HEATER-COOLER SYSTEM 3T
Report
- Report Number
- 9611109-2023-00307
- Event Type
- Injury
- Date Received
- July 6, 2023
- Report Date
- August 1, 2023
- Manufacturer
- LIVANOVA DEUTSCHLAND
- Product Code
- DWC
- Removal / Correction Number
- Z-2076/2081-2015
- Adverse Event
- Yes
- Report Source
- Manufacturer report
- Reporter Location
- IT
- Reporter Occupation
- OTHER HEALTH CARE PROFESSIONAL
- Health Professional
- Yes
Narratives
H10: NO EVIDENCE OF A CAUSAL RELATIONSHIP BETWEEN THE PATIENT INJURY AND THE DEVICE CONTAMINATION FROM MYCOBACTERIUM CHIMAERA COULD BE ESTABLISHED. INDEED, A COMPLAINTS DATABASE REVIEW IDENTIFIED NO DEVICE CONTAMINATION COMPLAINTS RECEIVED FROM THIS HOSPITAL IN THE YEAR OF THE SURGERY (2011). BASED ON AVAILABLE DATA, A CAUSAL RELATIONSHIP BETWEEN LIVANOVA DEVICE AND REPORTED EVENT COULD NOT BE ESTABLISHED.

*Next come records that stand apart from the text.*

PR #451, opened 2023-08-01
Pass-through is the more appropriate spelling for the adjective.

nkoskelo:
You are supposed to use pass-through for the adjective when it is directly next to the noun.


inducer:
Thanks!

PR #452, opened 2023-08-03
Remove `Array._fields`, deterministic-ify some iteration orders

inducer:
Best viewed commit-by-commit.

cc @majosm


pytato/array.py
```diff
@@ -1674,6 +1674,8 @@ def _is_eq_valid(self) -> bool:
         return True
 
     def __hash__(self) -> int:
+        # It would be better to hash the data, but we have no way of getting to
+        # it.
         return id(self)
```
kaushikcfd, line 1679: Is `(id(self.data), self.shape, self.dtype, self.name)` more appropriate?

pytato/stringifier.py
```diff
@@ -80,7 +80,7 @@ def map_foreign(self, expr: Any, depth: int) -> str:  # type: ignore[override]
         elif isinstance(expr, (dict, Map)):
             return ("{"
                     + ", ".join(f"{key!r}: {self.rec(val, depth)}"
-                                for key, val in expr.items())
+                                for key, val in sorted(expr.items()))
```
kaushikcfd, line 83: Nit: `sorted(expr.items(), key=lambda k_x_v: k_x_v[0])`.

inducer: Applied.

inducer:
Thanks for taking a look!

matthiasdiener:
As a side note, while playing around with https://github.com/matthiasdiener/orderedsets , I noticed that `immutables.Map` is also not deterministic, in contrast to `dict`/`frozendict`, e.g.:

```python
from immutables import Map
from frozendict import frozendict

m = Map({"a": None, "b": None, "c": None})
d = {"a": None, "b": None, "c": None}
f = frozendict({"a": None, "b": None, "c": None})

print("map", list(m.keys()))
print("dict", list(d.keys()))
print("frozendict", list(f.keys()))
```

```console
$ python map.py
map ['b', 'a', 'c']
dict ['a', 'b', 'c']
frozendict ['a', 'b', 'c']

$ python map.py
map ['a', 'c', 'b']
dict ['a', 'b', 'c']
frozendict ['a', 'b', 'c']
```

inducer:
Yep, I know. And that's OK. I also discussed this with @majosm the other day. Rather than rely on insertion orders throughout, I would prefer to have code generation be deterministic by construction, e.g. by sorting during traversals. That's also the direction that this PR takes.

PR #453, opened 2023-08-04
Define `__attrs_post_init__` only if `__debug__`, for all `Array` classes

inducer:
Follow-on to #452, noticed by @mtcam after attempting to pytato code with `-O`.


kaushikcfd:
Was this a noticeable performance hit? The body of such routines is typically just a bunch of asserts.

inducer:
No, I don't think it was measurable. Maybe only defining the routines `if __debug__` was a bad idea. Not sure.

PR #455, opened 2023-09-11
Allow reshapes for 'F' ordered arrays

a-alveyblanc:
- Add case for 'F' ordered arrays in `_get_reshaped_indices`
- Remove requirements that arrays *must* be 'C' ordered


inducer:
There seem to be some merge conflicts.

inducer:
> Remove requirements that arrays must be 'C' ordered

Note that the `order` argument in `reshape` has nothing to do with in-memory ordering of the array. Pytato arrays *do not have* a defined in-memory ordering, FWIW.

pytato/transform/lower_to_index_lambda.py
```diff
@@ -51,27 +51,50 @@ def _get_reshaped_indices(expr: Reshape) -> Tuple[ScalarExpression, ...]:
...
+            oldstrides.insert(0, oldstrides[0]*axis_len)
+
+        assert isinstance(expr.array.shape[-1], INT_CLASSES)
+        oldsizetills = [expr.array.shape[-1]]  # input array size
+                                               # till for axes idx
+        for old_axis_len in reversed(expr.array.shape[:-1]):
+            assert isinstance(old_axis_len, INT_CLASSES)
+            oldsizetills.insert(0, oldsizetills[0]*old_axis_len)
+
+    else:
```
inducer, line 79: For improved robsutness: `elif-else-error` is a good pattern.

pytato/transform/lower_to_index_lambda.py
```diff
@@ -51,27 +51,50 @@ def _get_reshaped_indices(expr: Reshape) -> Tuple[ScalarExpression, ...]:
...
+        oldstrides: List[IntegralT] = [1]  # input array strides
+        for axis_len in expr.array.shape[:-1]:
+            assert isinstance(axis_len, INT_CLASSES)
+            oldstrides.append(oldstrides[-1]*axis_len)
+
+        assert isinstance(expr.array.shape[0], INT_CLASSES)
+        oldsizetills = [expr.array.shape[0]]  # input array size till for axes idx
+        for old_axis_len in expr.array.shape[1:]:
+            assert isinstance(old_axis_len, INT_CLASSES)
+            oldsizetills.append(oldsizetills[-1]*old_axis_len)
```
inducer, line 97: Could the two branches be unified?

inducer, line 97: Check to make sure that this leaves axes alone that are "along for the ride". (I think that's already a bug in the existing code, too.)

inducer:

pytato/transform/lower_to_index_lambda.py
a-alveyblanc: I think this is only possible if we have information about the index order (C or F) before the reshape. As a small example, I'm assuming you mean that the resulting strides from reshaping (128, 64) -> (128, 4, 4) with the inner axes being F-ordered after the reshape should result in strides (64, 1, 4) instead of (1, 4, 64). Though, this assumes the index order is C ordered to begin with.

a-alveyblanc:
@inducer This is ready for another look

pytato/transform/lower_to_index_lambda.py
inducer: As discussed, likely possible by not indiscriminately linearizing all axes, but instead establishing an old $\to$ new axis mapping.)

inducer:

pytato/transform/lower_to_index_lambda.py
kaushikcfd: Is there a big need to not lineare the index expressions? With the exception of parametric shapes, ISL should be able to simplify them away.

I don't see anything wrong with pytato getting the old to new axis mapping, but the special case would make the implementation clunky.

a-alveyblanc: I've pushed a rough draft of the old -> new axis mapping to motivate the conversation a bit more

a-alveyblanc:
@inducer This is ready for another look. 

If it seems like there's still a fair amount of work to be done on the updated index computation (i.e. leaving unchanged axes alone), maybe we should consider moving that work to another branch in favor of getting F-ordered reshapes merged.

PR #461, opened 2023-10-05
replace immutables.Map with immutabledict

matthiasdiener:
Based on https://github.com/inducer/pytato/pull/457#issuecomment-1725926293, `immutabledict` has a consistent iteration order (like `dict`, i.e. insertion order), and is likely faster than `immutables.Map`, especially for actually immutable dicts (see also the graph [here](https://github.com/MagicStack/immutables#immutables)).


inducer:
Thanks!

Issue #173, opened 2023-11-03
🐛💻  mike rebase no longer supported 


e-lo:
**Describe the problem**

Per mike [changelog](https://github.com/jimporter/mike/blob/076a4af3270a448f6aeb880c9c6c2fc0d80f603f/CHANGES.md?plain=1#L30), the --rebase command is no longer supported in v2.0+

**Steps to reproduce**

Submit a pull request that runs github actions to deploy documentation.

botanize:
The temporary pinning is now three years old, and not so temporary, see PR #258. It may now be causing some minor issues, for example, we must also pin setuptools to version < 81, which leads to some dependabot security notifications that probably don't affect this project, but could be resolved by modernizing the workflow.

It looks like the easiest alternative to `mike --rebase` is to run `git checkout gh-pages && git reset --hard origin/gh-pages`, as noted here: https://github.com/jimporter/mike/issues/196#issuecomment-1900977999.

What's not clear to me is why we needed `--rebase` in the first place. The creator of mike suggests this usually happens when you've done something else wrong, but we're just checking out the branch in CI.

PR #275, opened 2026-08-10
fix(deps): upgrade setuptools to >=83 and resolve dependency chain breakage

fredericsimard:
# Description

GitHub security alert flagged `setuptools <83.0.0` in requirements.txt ([CVE-2026-59890](https://www.cve.org/CVERecord?id=CVE-2026-59890), moderate severity). See original email screenshot below.

Upgrading `setuptools` to `>=83` surfaced several downstream breakages, resolved here:

- setuptools >=83 removes `pkg_resources`; pin `mike>=2.0` (was <2.0), since `mike 1.1.2` depended on `pkg_resources`
- pin `pyyaml>=6.0.1` to avoid a build failure against `setuptools 83`
- remove unused `jsonschema-cli` dependency in `/requirements.txt`, which pinned `pyyaml<6.0` and blocked the pyyaml upgrade
- pin `setuptools>=83,<84.0.0` in `/docs/requirements.txt`

Verified with `mkdocs serve`, builds and serves locally after these changes with zero visible issues or bugs.

# README additions

Added instructions on how to serve and build the site locally, tested and functionning.

# Pull Request

Before submitting a pull request, please read [CONTRIBUTING.md](CONTRIBUTING.md).

For spec changes:

By contributing to this project, all contributors certify to the Developer Certificate of Origin in [CONTRIBUTING.md](CONTRIBUTING.md#contributor-agreement).

# Original email

Screenshot 2026-08-10 at 16 18 22

### DIFF
--- a/requirements.txt
+++ b/requirements.txt
@@ -1,1 +1,5 @@
 -r docs/requirements.txt
+frictionless
+jsonschema
+jsonschema-cli
+pre-commit
--- a/requirements.txt
+++ b/requirements.txt
@@ -1,5 +1,1 @@
 -r docs/requirements.txt
-frictionless
-jsonschema
-jsonschema-cli
-pre-commit
--- a/.github/workflows/docs.yml
+++ b/.github/workflows/docs.yml
@@ -46,7 +46,7 @@ jobs:
     - name: Build docs
       run: |
         git fetch origin gh-pages --depth=1
-        mike deploy --push --rebase ${{ env.Slug }}
+        mike deploy --push ${{ env.Slug }}
         echo "Documentation available at: http://tides-transit.github.io/TIDES/${{ env.Slug }}"
   comment:
     runs-on: ubuntu-latest
--- a/README.md
+++ b/README.md
@@ -72,6 +72,28 @@ Those who want to help with the development of the TIDES specification should re
 
 Please add issues, bugs, and feature requests to [GitHub][github issues].
 
+## Building or Serving the site locally
+
+1. In Terminal, change the directory to where you would like the local clone of this repo to be installed.
+1. Ensure you have an up-to-date version of pip: 
+   - Linux: `pip install pip` or `pip install --upgrade pip`
+   - macOS: `pip3 install pip` or `pip3 install --upgrade pip`
+1. Clone this repository:
+   - `git clone https://github.com/TIDES-transit/TIDES.git`
+1. Change the directory to the cloned repository, and create & enable a Python virtual environment:
+   - `python3 -m venv venv`
+   - `source venv/bin/activate`
+1. Install dependencies:
+   - `pip3 install --force-reinstall -r requirements.txt`
+1. To run the site locally:
+   - `mkdocs serve`
+   - Then go to this address with any browser: `http://127.0.0.1:8000/TIDES/`
+1. To build the site locally only:
+   - `mkdocs build`
+   - the files will end up in the `/site` folder.
+1. Deactivate the Python virtual environment when done:
+   - `deactivate`
+
 ## Acknowledgment
 
 These data schemas and tool definitions developed here are based on the results of research conducted by the Transportation Research Board (TRB) of the National Academies of Science, Engineering, and Medicine (NASEM) under the Transit Cooperative Research Program (TCRP). This research is available at [the National Academies website][tcrp report].
--- a/docs/requirements.txt
+++ b/docs/requirements.txt
@@ -1,4 +1,4 @@
-mike<2.0
+mike>=2.0
 mkdocs
 mkdocs-autorefs
 mkdocs-awesome-pages-plugin
@@ -9,6 +9,6 @@ mkdocs-material
 mkdocs-mermaid2-plugin
 mkdocs-redirects
 pandas
-pyyaml
-setuptools<81
+pyyaml>=6.0.1
+setuptools>=83,<84.0.0
 tabulate


fredericsimard:
> Documentation available at: [`http://tides-transit.github.io/TIDES/fix/setup-tools-vuln/2026-08-10`](http://tides-transit.github.io/TIDES/fix/setup-tools-vuln/2026-08-10)

FYI: this link is 404 - Not found.

botanize:
The workflow still uses the removed `--rebase` flag, https://github.com/TIDES-transit/TIDES/blob/8183f089f257eaeb41d98544ddf70e66c29bb6f8/.github/workflows/docs.yml#L49. See #173

fredericsimard:
> The workflow still uses the removed `--rebase` flag,
> 
> https://github.com/TIDES-transit/TIDES/blob/8183f089f257eaeb41d98544ddf70e66c29bb6f8/.github/workflows/docs.yml#L49
> 
> . See #173

@botanize What does `mike deploy` do? Is this a replacement for `mkdocs serve` ? Never seen that before.

And should I update the workflow to remove `--rebase`?

botanize:
My understanding is the `mike deploy` pushes a version of the docs to gh-pages, and allows multiple versions to coexist (e.g., docs for different branches or tags). You have to remove `--rebase` as it's not supported in mike >=2.0. The suggestion, if you need, it is to run `git checkout gh-pages && git reset --hard origin/gh-pages`. Though you might just try removing the `--rebase` flag first and see if that's needed.

fredericsimard:
@botanize All checks successful, that was it.

requirements.txt
```diff
@@ -1,5 +1 @@
--r docs/requirements.txt
-frictionless
-jsonschema
-jsonschema-cli
-pre-commit
```
botanize, line 5: I think these might be required for other workflows, can you check the contents of `.github/workflows`?

botanize (commented):
I'm a little worried about removing the dependencies from requirements.txt as they might be used by other workflows. Can you confirm that these dependencies are not used by other workflows?

I found the compiled documentation for this pr here: https://tides-transit.org/fix-setup-tools-vuln-2026-08-10/, which is not the link provided by the workflow in the PR. Would be good to get that fixed, but that could be another PR.

requirements.txt
fredericsimard: They were failing the `mkdocs serve` and `mkdocs build`, they seemed to be incompatible. One thing we can do is skip the `requirements.txt` at the root and only use the one in `docs/`. That I know works just fine.

fredericsimard: Ok the two workflows that update the site use the `docs/requirements.txt` so no danger here. The `requirements.txt` at the root is used by some other scripts but not workflows: [results of search for `requirements.txt` in repo](https://github.com/search?q=repo%3ATIDES-transit%2FTIDES+requirements.txt&type=code).

I think we can revert the changes I made to the root `requirements.txt` file but it might still break the few scripts who call on it as itself calls on the `docs/requirements.txt` and might break them due to incompatibilities.

There's a good number of things that need updating: old versions of tools in workflows, deprecation warnings, incompatibilities when some tools are updated...

We could just table this one for now, but a medium vulnerability is not something to ignore long-term.

fredericsimard: @botanize Do you agree with my suggestion above?

botanize: Ok, I reviewed all of the files that call the top-level requirements.txt and none of them are actually run. They're all examples. But, I'm surprised the top-level requirements.txt dependencies were causing issues with mkdocs serve. I just ran mkdocs serve after `uv add -r requirements.txt` and everything worked fine, though it looks lke mkdocs might be nearing its end (see #276). Can you revert changes to the top-level requirements file and we can see how CI/CD handles it?

fredericsimard: As far as I understand it the CI/CD skips the requirements.txt at the root of the repo, goes straight to the docs/requirements.txt and as such will bypass the issues entirely after I bring back the plugins. Other scripts (not workflows/actions) somewhere may break though.

mkdocs 1.x is going to be replaced by mkdocs 2.x sometime in the future and it's a major breaking change, no sites will work when updated to it, apparently. ProperDocs is a drop-in replacement (a fork of 1.x) which promises no breaking change and continued improvements. I will before the end of the year move all tech sites at MobilityData to the latter.

Materials for Mkdocs though is no longer getting updates and they created a new project called Zensical which in the long term may prove to be an excellent replacement for Materials, but I decided to go with MaterialX (a fork of Materials) which is a perfect drop-in replacement with minimal changes and improvements. Most sites are using this new skin, all of them will by the end of the year also.

fredericsimard: Both checks have completed successfully after discarding the changes to the root requirements.txt file.

botanize (approved):

fredericsimard:
@botanize Oddly it says "Merging is blocked" even though all requirements are satisfied. Do you want me to use the "Merge without waiting for requirements to be met (bypass rules)" option?

botanize:
Might require approval or merging by someone in a particular team, @chrisyamas can you provide some insight?

chrisyamas:
> Might require approval or merging by someone in a particular team, @chrisyamas can you provide some insight?

Yes, it's because it's merging directly into main branch. It should have approval by Board reviewers before merge into main. I would suggest @jlstpaul and @gabriel-korbato to review.

jlstpaul (approved):

fredericsimard:
> > Might require approval or merging by someone in a particular team, @chrisyamas can you provide some insight?
> 
> Yes, it's because it's merging directly into main branch. It should have approval by Board reviewers before merge into main. I would suggest @jlstpaul and @gabriel-korbato to review.

@chrisyamas @botanize Even with the latest approval, it still says Merging is blocked. Could it be that it needs more people to approve? The rule says only 1 reviewer is required though.

chrisyamas:
It turned out that the root cause wasn't the review requirements, as those are fully satisfied. The ruleset on `main` includes a restrict-updates rule that separates review approval from merge execution, such that while approvals (including code owners) satisfy review, only a 'bypass actor' (the Board, the Manager's repo admins, or an org admin) can execute the merge.

So the "Merging is blocked" warning reflects the execution gate. In practice this is how merges to `main` have worked all along, where approved PRs have the merge executed by an admin through the bypass control.

This definitely helped highlight that we've been missing clear documentation on this, so the banner has been seeming like a quirk (and a lack of maintenance on this, since the bypass list still referenced a team that was deleted years ago early in the repo's history).

I recommend we keep the execution gate model here, since it enforces the change management policy's separation between approval and release execution.

Re: maintenance on this, the old team has now been removed from the bypass list, the `TIDES Board` team has been added (in alignment with change management policy), and the bypass has been narrowed to PR-only, which closes the gap where admins could previously push commits to main directly without a PR. Now every change is ensured to have to go through an approved PR, and admins then needed for executing the merge.

The model is now documented in #277.

@fredericsimard, since approvals are satisfied and you're a bypass actor, this merge is yours to execute. The button will still be labeled as a bypass, as intended. Thanks @botanize and Fred for surfacing this!

fredericsimard:
Perfect, I'll bypass and merge. One suggestion is you could add 2 reviewers minimum and block bypass instead. That's what we do on our side.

D.4. SERIAL NUMBER IS UNKNOWN. THIS INFORMATION WILL BE PROVIDED IN A SUPPLEMENTAL REPORT IF MADE AVAILABLE. H.4. AS THE SERIAL NUMBER IS UNKNOWN, THE DEVICE MANUFACTURE DATE COULD NOT BE DETERMINED. THIS INFORMATION WILL BE PROVIDED IN A SUPPLEMENTAL REPORT IF MADE AVAILABLE. G.5. THE HEATER-COOLER 16-02-80 IS NOT DISTRIBUTED IN THE USA AND IT IS SIMILAR TO HEATER-COOLER 16-02-85, WHICH IS DISTRIBUTED IN THE USA (510(K) NUMBER: K191402). LIVANOVA INITIATED AN INVESTIGATION. IF ANY ADDITIONAL INFORMATION PERTINENT TO THE REPORTED EVENT IS RECEIVED, IT WILL BE PROVIDED IN A SUPPLEMENTAL REPORT.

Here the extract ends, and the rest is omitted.